Effect of trypsin on rabbit skeletal muscle alpha-actinin.

5 min of tryptic digestion of purified rabbit skeletal alpha-actinin decreases by approximately 75% the ability of alpha-actinin to cross-link F-actin filaments as measured viscometrically at 27 degrees C, but has little effect on the sedimentation coefficient of alpha actinin at 20 degrees C or an alpha-actinin's ability to increase the Mg2+-modified ATPase activity and rate of turbidity increase of reconstituted actomyosin suspensions. Twenty to sixty min of trypsin treatment reduces the sedimentation coefficient of alpha-actinin and destroys much of alpha-actinin's ability to increase the MG2+-modified ATPase and rate of turbidity increase of reconstituted actomyosin suspensions.
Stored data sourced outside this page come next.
PR #1117, opened 2019-01-12
Add Content Composer to New/Edit Alerts

swaterkamp:
Needs #1115 and https://github.com/greenbone/gvmd/pull/319


gsa/src/web/pages/alerts/component.js
```diff
@@ -891,6 +1005,20 @@ class AlertComponent extends React.Component {
                 onSave={this.handleCreateCredential}
               />
             }
+            {contentComposerDialogVisible &&
+              <ContentComposerDialog
+                includeNotes={parseInt(includeNotes)}
+                includeOverrides={parseInt(includeOverrides)}
```
bjoernricks: both values are boolean and contained in the state. So why not parsing them (parseYesNo I guess) when changing them in the state.

gsa/src/web/pages/alerts/component.js
```diff
@@ -213,6 +220,57 @@ class AlertComponent extends React.Component {
...
+      includeOverrides,
+      filterId,
+      filterString,
+    } = this.state;
+    this.setState({
+      filterId,
+      filter_id: filterId,
+      filter_string: filterString,
+      method_data_composer_include_notes: includeNotes,
+      method_data_composer_include_overrides: includeOverrides,
```
bjoernricks: These four lines seem to be strange to me. Why putting something in the state from the state?

bjoernricks: Same for **closeContentComposerDialog** method

gsa/src/web/pages/alerts/component.js
```diff
@@ -341,6 +399,9 @@ class AlertComponent extends React.Component {
           comment: alert.comment,
           filters,
           filter_id: isDefined(alert.filter) ? alert.filter.id : NO_VALUE,
+          filterId: isDefined(alert.filter) ? alert.filter.id : NO_VALUE,
```
bjoernricks: The duplication seems to be weird to me.

gsa/src/web/pages/alerts/component.js
swaterkamp: The values are not always the same. This duplication was needed to fulfill user expectations about closing the composer without saving and so on.

gsa/src/web/pages/alerts/component.js
swaterkamp: The handler to change those values also handles non-boolean changes (filterId, filterString). Code changed to parse as YesNo instead of Int

swaterkamp: btw: parseYesNo does not return boolean but numbers.

bjoernricks: That's not completely correct. parseYesNo returns the boolean values for the protocol which are 1 and 0 as integers. We may decide to change them to true and false in GSA and in that case still using parseInt here would break it.

PR #1152, opened 2019-01-30
Icons as component

bjoernricks:
Import our icons as react components whenever possible.


gsa/src/web/components/icon/downloadkeyicon.js
```diff
@@ -0,0 +1,36 @@
...
+
+import React from 'react';
+
+import SvgIcon from './svgicon';
+
+import {ReactComponent as Icon} from './svg/dl_key.svg';
+
+const DownloadKeyIcon = props => (
+  <SvgIcon
+    {...props}
```
swaterkamp: The other icons have titles. Is this on purpose that the DownloadKeyIcon doesn't? Is it passed via props?

PR #1162, opened 2019-02-05
Update gsad.c

cheese1:
Buffer not null-terminated.

**Checklist**:

- [x] Tests

### DIFF
--- a/gsad/src/gsad.c
+++ b/gsad/src/gsad.c
@@ -2586,7 +2586,7 @@ start_unix_http_daemon (const char *unix_socket_path,
       return NULL;
     }
   addr.sun_family = AF_UNIX;
-  strncpy (addr.sun_path, unix_socket_path, sizeof (addr.sun_path));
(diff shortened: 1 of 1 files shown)


gsad/src/gsad.c
```diff
@@ -2586,7 +2586,7 @@ start_unix_http_daemon (const char *unix_socket_path,
       return NULL;
     }
   addr.sun_family = AF_UNIX;
-  strncpy (addr.sun_path, unix_socket_path, sizeof (addr.sun_path));
+  strncpy (addr.sun_path, unix_socket_path, sizeof (addr.sun_path) -1);
```
mattmundell:
```suggestion
  strncpy (addr.sun_path, unix_socket_path, sizeof (addr.sun_path) - 1);
```

timopollmeier:
I think the idea of this is to ensure the final character is the NULL byte even if the given socket path is as long as the buffer size or longer.

PR #1174, opened 2019-02-08
Doc https

wiegandm:
Use HTTPS instead of HTTP as protocol for accessing the documentation
available from `docs.greenbone.net`.

**Checklist**:

- [ ] Tests N/A


gsa/src/gmp/gmpsettings.js
```diff
@@ -19,9 +19,9 @@
 import {isDefined} from './utils/identity';
 
 export const DEFAULT_RELOAD_INTERVAL = 15 * 1000; // fifteen seconds
-export const DEFAULT_MANUAL_URL = 'http://docs.greenbone.net/GSM-Manual/gos-4/';
+export const DEFAULT_MANUAL_URL = 'https://docs.greenbone.net/GSM-Manual/gos-4/';
 export const DEFAULT_PROTOCOLDOC_URL =
-  'http://docs.greenbone.net/API/GMP/gmp-7.0.html';
+  'https://docs.greenbone.net/API/GMP/gmp-7.0.html';
```
bjoernricks: Should be updated to gmp 8 too. gsad will communicate with version 8.

bjoernricks: Oh master is will even use version 9...

PR #1176, opened 2019-02-11
Report rendering improvements

bjoernricks:
Improve rendering of big reports

**Checklist**:

- [n/a] Tests
- [ ] [CHANGES](https://github.com/greenbone/gsa/blob/master/CHANGES.md) Entry


bjoernricks:
IMHO that's it from the gsa(d) side. Rendering time is down to ~10 seconds now.

PR #1177, opened 2019-02-12
Report details update indicators

bjoernricks:
Show transparent tables at the result details page tabs if a user has causes a new loading procedure by changing the current filter. Currently there is no indicator that we are actually updating the data in the background if the filter has changed and we have a lot of data. In that case the user might think that nothing has changed and updating the filter doesn't work.


bjoernricks:
Wrong branch :cry:

PR #1189, opened 2019-02-13
Remove considering unused reports in get_tasks.

janowagner:
Neither first_report nor second_last_report is used.
Those elements will not be present anymore in the GMP
response of get_tasks.

**Checklist**:

- [ ] Tests N/A
- [ ] [CHANGES](https://github.com/greenbone/gsa/blob/master/CHANGES.md) Entry N/A


bjoernricks:
@janowagner did you add the right commit to the pr? I guess you wanted to change gsad_gmp.c. This PR only contains changes created by auto-formatting via prettier.

janowagner:
The change is in the diff, see the reduced list for  "const reports =".

All other changes were automatically applied.

PR #1207, opened 2019-03-08
Menu permissions

swaterkamp:
This fixes wrongly displayed menues. We need to make sure that the first child of a Menu is a MenuEntry and not a MenuSection.

**Checklist**:

- [ N/A ] Tests
- [ N/A ] [CHANGES](https://github.com/greenbone/gsa/blob/master/CHANGES.md) Entry

### DIFF
--- a/gsa/src/web/components/menu/menu.js
+++ b/gsa/src/web/components/menu/menu.js
@@ -28,6 +28,8 @@ import Theme from 'web/utils/theme.js';
 
 import Link from 'web/components/link/link.js';
 
+import MenuSection from 'web/components/menu/menusection';
+
 const StyledMenu = styled.li`
   flex-grow: 1;
   flex-shrink: 1;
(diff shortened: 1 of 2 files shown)


gsa/src/web/components/menu/menu.js
```diff
@@ -114,13 +116,24 @@ const MenuList = styled.ul`
   }
 `;
 
+const checkChild = child => {
+  if (child.type === MenuSection && isArray(child.props.children)) {
```
bjoernricks: I am not 100 percent sure if this will work. React has a special API to access children because they aren't arrays https://reactjs.org/docs/react-api.html#reactchildren

gsa/src/web/components/menu/menu.js
```diff
@@ -114,13 +116,24 @@ const MenuList = styled.ul`
...
+    return child.props.children.find(chil => chil !== false);
```
bjoernricks: I am really sure this won't work always. Please use the React.Children API (https://reactjs.org/docs/react-api.html#reactchildren) and I guess null and undefined should be checked too. Maybe use
```javascript
chil => !!chil
```

gsa/src/web/components/menu/menu.js
```diff
@@ -114,13 +116,24 @@ const MenuList = styled.ul`
...
 const Menu = ({children, title, to, ...props}) => {
   let link;
   children = React.Children.toArray(children).filter(hasValue);
+
   if (isDefined(to)) {
     link = <Link to={to}>{title}</Link>;
   } else if (isDefined(children) && children.length > 0) {
-    const [child] = children;
+    let [child] = children;
+    child = checkChild(child);
```
bjoernricks: IMHO the function name checkChild is a bit misplaced. I do expect either to return a boolean or to raise an exception for a check named function. I guess
```javascript
getFirstMenuEntry(children)
```
would fit?

PR #1224, opened 2019-03-22
Add notification if user is to be created without a role

swaterkamp:
**Checklist**:

- [ X ] Tests
- [ X ] [CHANGES](https://github.com/greenbone/gsa/blob/master/CHANGES.md) Entry

### DIFF
--- a/gsa/src/web/components/dialog/confirmationdialog.js
+++ b/gsa/src/web/components/dialog/confirmationdialog.js
@@ -75,7 +75,7 @@ ConfirmationDialogContent.propTypes = {
   onResumeClick: PropTypes.func.isRequired,
 };
 
-const LinkConfirmationDialog = ({
+const ConfirmationDialog = ({
   width = DEFAULT_DIALOG_WIDTH,
   text,
   title,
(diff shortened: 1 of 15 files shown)


bjoernricks:
Looks good! Could you add a changelog entry and at least a test for the ConfirmationDialog?

gsa/src/web/components/dialog/confirmationdialog.js
```diff
@@ -47,18 +47,21 @@ class ConfirmationDialogContent extends React.Component {
   }
 
   render() {
-    const {moveprops, text, title} = this.props;
+    const {moveprops, text, title, rightButtonTitle} = this.props;
 
     return (
       <DialogContent>
         <DialogTitle
+          data-testid="confirmationdialog-title"
```
bjoernricks: Should be removed because it isn't used anymore.
```suggestion
```

gsa/src/web/components/dialog/title.js
```diff
@@ -46,12 +46,17 @@ const DialogTitleBar = styled(Layout)`
...
     <DialogTitleBar
+      data-testid="dialog-title-bar"
       align={['space-between', 'center']}
       onMouseDown={onMouseDown}
     >
       <span>{title}</span>
       {showClose && (
-        <DialogCloseButton title={_('Close')} onClick={onCloseClick} />
+        <DialogCloseButton
+          data-testid="dialog-close-button"
```
bjoernricks: Must be renamed because we already have a dialog-close-button at the twobuttonfooter.js file.
Maybe
```suggestion
          data-testid="dialog-title-close-button"
```

PR #1228, opened 2019-03-27
Avoid undefined behavior in filters with first and rows keywords

bjoernricks:
Filter keywords first with a value less then 1 are not allowed. Therefore all values less then 1 are converted to 1 automatically.

Also for rows and first must always use the equal = relation. Other relations like >, < are not defined.

**Checklist**:

- [x] Tests

### DIFF
--- a/CHANGES.md
+++ b/CHANGES.md
@@ -39,6 +39,8 @@ $ cd gsa && git log
  * Don't create a container task from the task dialog accidentially #1220
  * Use "Do not automatically delete reports" as default again in task dialog
    #1220
+ * Convert first filter keyword values less then one to one #1228
+ * Always use equal relation for first and rows filter keywords #1228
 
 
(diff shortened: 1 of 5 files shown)


CHANGES.md
```diff
@@ -39,6 +39,8 @@ $ cd gsa && git log
  * Don't create a container task from the task dialog accidentially #1220
  * Use "Do not automatically delete reports" as default again in task dialog
    #1220
+ * Convert first filter keyword values less then one to one #1228
+ * Always use equal relation for first and rows filter keywords #1228
```
swaterkamp: Could you add the newer entries at the top, please? It also just occurred to me that the sorting is messed up and I didn't change that in my last PR, sorry. If you find the time, could you also sort the entries? If not, I will do it later on.

PR #1246, opened 2019-04-02
Guest user

bjoernricks:
Support for guest user login. With this change a config.js file with the following content

```javascript
config = {
    guestUsername: 'foo',
    guestPassword: 'bar',
}
```
can be provided to activate a `Login as Guest` button at the login page. To actually use this user
a user with the role Guest and the specified username/password combination must be created.

**Important**: It is not checked if the user is a restricted guest user. It would also be possible to auto login via a super admin user!

Additionally by adding a `disableLoginForm: true` to the config object in the `config.js` file it is possible to deactivate the *normal* login form at the login page to only provide the `Login as Guest` button.

**Checklist**:

- [x] Tests

### DIFF
--- a/gsa/src/web/pages/login/loginform.js
+++ b/gsa/src/web/pages/login/loginform.js
@@ -113,7 +113,7 @@ class LoginForm extends React.Component {
       <React.Fragment>
         <Wrapper>
           {showProtocolInsecure && (
-            <Panel>
+            <Panel data-testid="protocol-insecure">
               <Error>{_('Warning: Connection unencrypted')}</Error>
               <p>
                 {_(
@@ -156,7 +156,11 @@ class LoginForm extends React.Component {
                   />
                 </FormGroup>
                 <FormGroup size="4" offset="4">
-                  <Button title={_('Login')} onClick={this.handleSubmit} />
+                  <Button
+                    data-testid="login-button"
+                    title={_('Login')}
+                    onClick={this.handleSubmit}
+                  />
                 </FormGroup>
               </Layout>
             )}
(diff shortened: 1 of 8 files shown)


gsa/src/web/pages/login/loginform.js
```diff
@@ -93,62 +101,85 @@ class LoginForm extends React.Component {
   }
 
   render() {
-    const {error} = this.props;
+    const {
+      error,
+      showGuestLogin = false,
+      showLogin = false,
```
swaterkamp: If this is false by default, shouldn't NOT setting it to true explicitly on the LoginPage not show the LoginForm? I.e. when rendering ```<LoginForm/>``` we would need the prop ```showLogin={true}```

swaterkamp: Nevermind. It's done in the next commit...

gsa/src/web/utils/testing.js
```diff
@@ -52,6 +52,14 @@ afterEach(cleanup);
 const queryAllByName = (container, name) =>
   queryAllByAttribute('name', container, name);
 
+const queryByName = (container, name) => {
+  const els = queryAllByName(container, name);
```
swaterkamp: What does els stand for? Without the proper background knowledge this is not a descriptive variable name for me

bjoernricks: It uses the same name pattern as dom-testing-library:

queryAll... => return all found elements as array or empty array if no element is found
query... => return first found element or null if no element is found
get... => return first found elment or raise exception if no element is found
...ByTestId => search by data-test-id attribute
...ByName => search by name attribute

gsa/src/web/pages/login/loginform.js
bjoernricks: It's updated to showLogin=true in a later commit ;-)

gsa/src/web/utils/testing.js
swaterkamp: Thanks for the comprehensive answer. My question was merely about the variable naming though ;)

bjoernricks: `els` is an abbreviation for elements. I've used the same variables as in dom-testing-library
https://github.com/kentcdodds/dom-testing-library/blob/master/src/queries.js#L225

PR #1307, opened 2019-04-24
Send filt_id in get_report

timopollmeier:
This will add the filt_id to the GMP command sent to gvmd, falling back
to FILT_ID_USER_SETTING (-2) if it's missing.

**Checklist**:
- [ ] Tests


timopollmeier:
@bjoernricks: Feel free to just close this PR then. I was under the impression that you and @swaterkamp were expecting me to check if this was a gvmd issue first. Instead I found the missing filt_id in gsad get_report().
About FILT_ID_USER_SETTING: It's the common fallback in gsad_gmp.c:get_many() but in the end you should use whichever value fits the way you use get_report best.

PR #1385, opened 2019-05-10
Folding with styled components

bjoernricks:
Convert folding to use styled-component completely.

**Checklist**:

- [n/a] Tests
- [n/a] [CHANGELOG](https://github.com/greenbone/gsa/blob/master/CHANGELOG.md) Entry


bjoernricks:
Withdrawn because it is a bigger change which should not go into gsa-8.0.

PR #1250, opened 2021-01-21
refactor(admob): create a separate nav graph for the java sample

rosariopfernandes:
I noticed I made a mistake when I sent #1247 : I only added the Kotlin Fragments to the navigation graph, which caused the java ones to never be used.

As a solution (in this PR), I've created a separate nav graph file for the java fragments (`nav_graph_java.xml`) and the graphs are now set programmatically (instead of setting it in the XML layout).


samtstern:
@rosariopfernandes good catch!  By the middle of 2021 we should be able to go Kotlin-only on these samples. I'm waiting for some internal Kotlin adoption charts to hit certain thresholds and then we can get some heavy `rm -rf java` action going :-)

rosariopfernandes:
@samtstern That's some great news :) Can't wait for it

Issue #275, opened 2017-05-26
migrating from GCM and token scope issue


llooz:
I'm migrating an app from gcm sdk to the firebase sdk i have noticed that, by following the documentation and this quickstart, a new token is generated with a "*" scope without invalidating the old gcm token.

The result is that i have 2 valid token for the same device and so i will send a duplicated notification.

Currently i have solved the issue by forcing the GCM scope that is recommended to use on the gcm documentation and that i'm using on the current gcm version of the app:
`FirebaseInstanceId.getInstance().getToken(getString(R.string.gcm_defaultSenderId), "GCM");`

Am i doing something wrong? Is this an expected behavior?

kroikie:
Hi @llooz the way you are handling the multiple valid tokens looks good. That way getToken will return the same token that GCM returned.

You could also consider removing extra tokens that have the same Instance ID, the part of the token before the colon (:). Since that will be the same for the same device whether you use "FCM" or "*" as the scope.

PR #1252, opened 2021-01-28
refactor(database): use Jetpack's Navigation Component

rosariopfernandes:
Part of #1217, this should implement the Navigation Component in our database quickstart.

## Extra changes

In order to accommodate the Navigation implementation, some extra changes took place here:
- deleted the `NewPostTest` unit test class which was testing one of our activities that no longer exists.
- edited the `AppTheme.NoActionBar` theme because it was causing the systembar to disappear.
- the `fragment` package which contains the fragments used in a `TabLayout` was renamed to `listfragments` to avoid any confusion.
- moved the `CommentViewHolder` out of the `PostDetailActivity` class and into a separate class in the `viewholder` package (now sitting pretty alongside its brother `PostViewHolder`).

## Snippets moved to firebase/snippets-android
See #275

@samtstern there are some snippets that are present in this repo, but I can't find them in the docs.
For example, the `my_top_posts_query`, which is similar to another snippet already present in snippets-android:

#### quickstart-android

https://github.com/firebase/quickstart-android/blob/49bcffe31c562d4106d8338c7cc5aeb9d83a70d7/database/app/src/main/java/com/google/firebase/quickstart/database/java/fragment/MyTopPostsFragment.java#L12-L17

#### snippets-android
https://github.com/firebase/snippets-android/blob/45ba4822eb111609be2951c944142e3bbe891472/database/app/src/main/java/com/google/firebase/referencecode/database/QueryActivity.java#L98-L113

I can see its usage in the docs: https://firebase.google.com/docs/database/android/lists-of-data#sort_data

Snippets in a similar situation include: `comment_class`, `single_value_read` and `declare_database_ref`. Is it possible to check these against the snippet registry?


database/app/src/main/java/com/google/firebase/quickstart/database/java/MainActivity.java
```diff
@@ -16,91 +16,58 @@
...
+                        fab.setVisibility(View.VISIBLE);
+                        fab.setOnClickListener(new View.OnClickListener() {
+                            @Override
+                            public void onClick(View view) {
+                                navController.navigate(R.id.action_MainFragment_to_NewPostFragment);
+                            }
+                        });
+                        break;
+                    }
+                }
```
rosariopfernandes, line 69: note to self: this can be replaced with an if-else

samtstern (approved):

samtstern:
@rosariopfernandes thank you *so* much for being so careful about snippets as you do this. That's really helpful.

So here's what we'll do:
1. Merge your `snippets-android` change
2. Make the docs point to the new snippets (internal change)
3. Merge this one.

samtstern:
This one is ready to go!  Internal change is in so this should be safe.

Issue #1253, opened 2021-02-02
our little dpebot got stuck/blocked :(


rosariopfernandes:
@dpetbot seems to be pushing changes to the correct branch (`dpebot-repositorygardener`), but it mentions a PR that doesn't seem to exist: #1231. I tried opening a PR with the changes from that branch, but GitHub doesn't allow it because it detected a similar open PR (our ghost #1231).

samtstern:
@rosariopfernandes huh I have no idea how a ghost PR like #1231 could happen!

russparker37:
@

samtstern:
See #1255

PR #1254, opened 2021-02-02
Auto-update dependencies.

samtstern:
See #1253

After this I will merge master-temp to master


samtstern:
Hmmm actually maybe this won't work though because #1251 seems like it will be a problem forever.  I might ask GitHub support.

samtstern:
GitHub support fixed this, see #1255

PR #1259, opened 2021-02-27
Modifies YAML files to work with studio/sample page

codingjeremy:
Now that the default is 'main' for all branches. I need to change your default branch is master.

I also fixed the MLKit sample which is listed as a separate sample.


samtstern:
LGTM!

PR #1273, opened 2021-03-29
Add increment sample

puf:
Adds code sample of using increment() operation to replace two transactions with a single multi-path update call.

### DIFF
--- a/database/app/src/main/java/com/google/firebase/quickstart/database/java/listfragments/PostListFragment.java
+++ b/database/app/src/main/java/com/google/firebase/quickstart/database/java/listfragments/PostListFragment.java
@@ -21,11 +21,15 @@ import com.google.firebase.database.DatabaseReference;
 import com.google.firebase.database.FirebaseDatabase;
 import com.google.firebase.database.MutableData;
 import com.google.firebase.database.Query;
+import com.google.firebase.database.ServerValue;
 import com.google.firebase.database.Transaction;
 import com.google.firebase.quickstart.database.R;
 import com.google.firebase.quickstart.database.java.PostDetailFragment;
 import com.google.firebase.quickstart.database.java.models.Post;
 import com.google.firebase.quickstart.database.java.viewholder.PostViewHolder;
+
+import java.util.HashMap;
+import java.util.Map;
 
 public abstract class PostListFragment extends Fragment {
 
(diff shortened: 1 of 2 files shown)


database/app/src/main/java/com/google/firebase/quickstart/database/java/listfragments/PostListFragment.java
```diff
@@ -111,13 +115,19 @@ public void onClick(View v) {
...
                     @Override
                     public void onClick(View starView) {
-                        // Need to write to both places the post is stored
-                        DatabaseReference globalPostRef = mDatabase.child("posts").child(postRef.getKey());
-                        DatabaseReference userPostRef = mDatabase.child("user-posts").child(model.uid).child(postRef.getKey());
-
-                        // Run two transactions
-                        onStarClicked(globalPostRef);
-                        onStarClicked(userPostRef);
+                        if (false) {
```
samtstern, line 118: Not really sure about adding an `if (false)` branch to our quickstart ... this code will never run and quickstarts are meant to be runnable.

samtstern (changes requested):

puf:
I just wasn't sure whether it was worth adding a UI element for this.

So at the moment I simply used a boolean toggle.

Your choice, I can either add a UI element, or add a long comment in the
code explaining what the difference is. I'd probably also add my security
rules snippet there.

samtstern:
@puf I guess my question is: does this need to be in the quickstarts at all?  One benefit of separating the snippets and the quickstarts is that the quickstarts don't need to be bent so that they're exhaustive catalogs of the API.  If there are two ways to do this task now we should probably just use the one that's better for this quickstart.

puf:
I mostly wrote the code in the quickstart because I really wanted to run
it, and that has the UI I want in there already.
But fair point indeed, that doesn't mean we have to *keep* it in this
repository.

I'm actually not sure which approach is *better*.
I would typically use an increment/decrement and server-side security rules
nowadays to implement this functionality, especially since the app already
knows whether this user liked this post or not, as it shows that as the
current state for the star.
But I can well imagine that this is a personal preference, as I definitely
tend to bias towards such solutions.

If we decide to keep my newer approach, I'll augment it to also handle
unstarring a post, update the security rules to allow that, and include the
security rules in comments in the code.

samtstern:
@puf that makes sense, either option in this quickstart is totally fine with me!  I think just go with your instinct of how you'd do this if you were starting today.

puf:
Dropping this in favor of https://github.com/firebase/snippets-android/pull/290

PR #1276, opened 2021-04-07
UI: Change AnonymousAuthFragment Layout

EdNgulele:
### Summary

This PR updates the layout of the AnonymousAuthFragment in order to match with the design of the other layouts (e.g: EmailPasswordFragment, GenericIdpFragment, etc)

Submission Checklist

- [x] I read and followed the [contribution guidelines](https://github.com/firebase/quickstart-android/blob/master/CONTRIBUTING.md)
- [x] All tests passed

### Pending tasks
- Improve layout responsiveness to screen rotation. I noticed that most of the layouts don't respond well when the screen is rotated. I would be happy to work to fix this. 

### Before the change: 
Screenshot_20210407-161923_Firebase Authentication

### After the change
Screenshot_20210407-180132_Firebase Authentication


rosariopfernandes (approved):
LGTM.
Thanks for your contribution, @EdNgulele !

rosariopfernandes:
> I noticed that most of the layouts don't respond well when the screen is rotated. I would be happy to work to fix this.

@EdNgulele If it's a matter of changing some properties/constraints in the existing layouts to make them look good in landscape, I think it's doable.

EdNgulele:
Alright @rosariopfernandes, I will be working on this. Thank you!

auth/app/src/main/res/layout/fragment_anonymous_auth.xml
```diff
@@ -1,136 +1,185 @@
...
+
+        <TextView
+            android:id="@+id/anonymousStatusEmail"
+            android:layout_width="wrap_content"
+            android:layout_height="wrap_content"
+            tools:text="Email: none" />
+
+    </LinearLayout>
+
+    <androidx.constraintlayout.widget.ConstraintLayout
```
samtstern, line 59: Is there a reason why you chose to go with a `LinearLayout` as the top container but then have a `ConstraintLayout` nested within?

samtstern (commented):
Thank you for contributing! I have a question about the new choice of layouts, since we prefer to use ConstraintLayout rather than nested layouts when possible.

auth/app/src/main/res/layout/fragment_anonymous_auth.xml
rosariopfernandes: I think most of our layouts are have been created like that :sweat_smile:  :

https://github.com/firebase/quickstart-android/blob/0e5d584cf573f60d988bf8a803c1e45bec49176a/auth/app/src/main/res/layout/fragment_emailpassword.xml#L1-L24

EdNgulele: Yes @rosariopfernandes, I was actually  trying to follow the way the other layouts were created! 👌🏽

@samtstern if you prefer a different approach, I could find a way to minimize nested  layouts (when possible). But this also means doing the same exercise with the other layouts as well. Which I will also be happy to do.

samtstern: @EdNgulele that's ok, we can leave it as-is!

PR #1284, opened 2021-04-25
fix(docs): corrects typo in project documentation

plan-do-break-fix:
Scope of changes is restricted to docs only. Change is in agreement with Standard American English.


samtstern:
@plan-do-break-fix thank you!

PR #1301, opened 2021-06-10
chore (crash): set minifyEnabled to false and update dependencies

rosariopfernandes:
I don't know if we had any strong reason to keep `minifyEnabled` set to `true`, but it was breaking our build in #1299

### DIFF
--- a/admob/app/build.gradle
+++ b/admob/app/build.gradle
@@ -41,7 +41,7 @@ dependencies {
     implementation 'androidx.navigation:navigation-fragment-ktx:2.3.5'
     implementation 'androidx.navigation:navigation-ui-ktx:2.3.5'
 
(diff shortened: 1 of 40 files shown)


samtstern:
@rosariopfernandes I think the build breakage in #1299 is correct. The reason for `minifyEnabled: true` in this repo is to make sure that Firebase SDKs compile with minification enabled. Sort of a last-resort smoke test.

I think the crashlytics plugin has a bug right now with Gradle 7.

rosariopfernandes:
@samtstern that sounds right. Let's wait for an update from the crashlytics team

samtstern:
I think this is no longer needed:
https://github.com/firebase/quickstart-android/pull/1305

PR #1303, opened 2021-06-22
chore(*): disable jetifier

rosariopfernandes:
The main goal of this PR is to disable Jetifier in our project.
In order to make that happen, I also had to:
- upgrade facebook sdk to v8.1.0
- upgrade glide version (4.x)
- update workmanager to v2.5.0
- declare picasso 2.8 explicitly to be used in the FIAM quickstart


samtstern (approved):

samtstern:
@rosariopfernandes very nice! Impressed that this all builds.

rosariopfernandes:
I was hoping this would reduce build times, but apparently that's not the case :sweat_smile:

PR #1310, opened 2021-07-07
chore: remove NDK installation from GitHub Actions workflow

rosariopfernandes:
I believe the main reason why we had the Android NDK on our workflow was for the ML Kit samples to build.
Since these samples are now gone we no longer need the NDK on our CI.


samtstern:
Nice! I hated that step

samtstern (approved):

Therefore, the ability of alpha-actinin to increase the rate of in vitro measures of muscle contraction may not result directly from alpha-actinin's ability to cross-link F-actin filaments. Trypsin does not split alpha-actinin into large fragments as it does myosin. Previous studies have shown that 35 to 65% of total tryptic-susceptible peptide bonds in alpha-actinin are split after 60 min of incubation with trypsin and that 30% of these bonds split in 60 min are cleaved during the first 5 min in a rapid reaction. That splitting of this group of peptide bonds has little effect on the sedimentation coefficient of alpha-actinin indicates that these bonds are located in a region of the alpha-actinin molecule where noncovalent forces are strong enough to maintain conformation of the native alpha-actinin molecule even after these bonds have been split. This ostensible segregation of alpha-actinin's ability to cross-link F-actin filaments from its ability to increase rate of in vitro assays of contraction by tryptic digestion may suggest that alpha-actinin could have at least two different physiological roles: (1) to bind actin filaments to each other or to basal structures, and (2) to enhance the effectiveness of actin in supporting movement.